WHAT IS EXPECTED: Would you repeat exactly the part of the listing below that runs from the line containing "PR #3928, opened 2023-08-09" down to the line containing "thanks, i filed", inclusive, and nothing else?

EXERCISE MATERIALS:
┄┄┄┄┄┄
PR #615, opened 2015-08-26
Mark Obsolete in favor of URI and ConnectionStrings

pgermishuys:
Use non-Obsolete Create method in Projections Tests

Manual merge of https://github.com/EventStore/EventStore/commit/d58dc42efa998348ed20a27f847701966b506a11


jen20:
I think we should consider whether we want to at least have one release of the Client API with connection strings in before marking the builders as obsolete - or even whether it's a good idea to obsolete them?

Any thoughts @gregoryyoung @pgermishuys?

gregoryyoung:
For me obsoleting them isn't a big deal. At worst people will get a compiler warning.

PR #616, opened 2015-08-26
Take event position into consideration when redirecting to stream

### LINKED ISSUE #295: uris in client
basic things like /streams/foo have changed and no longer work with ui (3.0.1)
┄┄┄┄┄┄
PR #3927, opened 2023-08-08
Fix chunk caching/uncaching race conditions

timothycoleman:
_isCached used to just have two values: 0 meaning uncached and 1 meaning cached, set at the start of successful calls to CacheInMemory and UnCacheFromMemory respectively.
┄┄┄┄┄┄
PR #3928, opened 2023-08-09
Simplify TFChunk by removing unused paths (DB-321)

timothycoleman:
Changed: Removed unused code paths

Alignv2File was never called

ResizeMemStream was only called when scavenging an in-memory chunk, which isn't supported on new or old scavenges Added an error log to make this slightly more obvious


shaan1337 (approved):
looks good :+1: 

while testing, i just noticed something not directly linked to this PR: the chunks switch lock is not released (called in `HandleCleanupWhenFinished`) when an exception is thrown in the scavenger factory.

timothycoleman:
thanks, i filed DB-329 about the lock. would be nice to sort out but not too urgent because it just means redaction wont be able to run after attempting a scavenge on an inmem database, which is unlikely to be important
┄┄┄┄┄┄
ANSWER TO THE PROBLEM:
PR #3928, opened 2023-08-09
Simplify TFChunk by removing unused paths (DB-321)

timothycoleman:
Changed: Removed unused code paths

Alignv2File was never called

ResizeMemStream was only called when scavenging an in-memory chunk, which isn't supported on new or old scavenges Added an error log to make this slightly more obvious


shaan1337 (approved):
looks good :+1: 

while testing, i just noticed something not directly linked to this PR: the chunks switch lock is not released (called in `HandleCleanupWhenFinished`) when an exception is thrown in the scavenger factory.

timothycoleman:
thanks, i filed DB-329 about the lock. would be nice to sort out but not too urgent because it just means redaction wont be able to run after attempting a scavenge on an inmem database, which is unlikely to be important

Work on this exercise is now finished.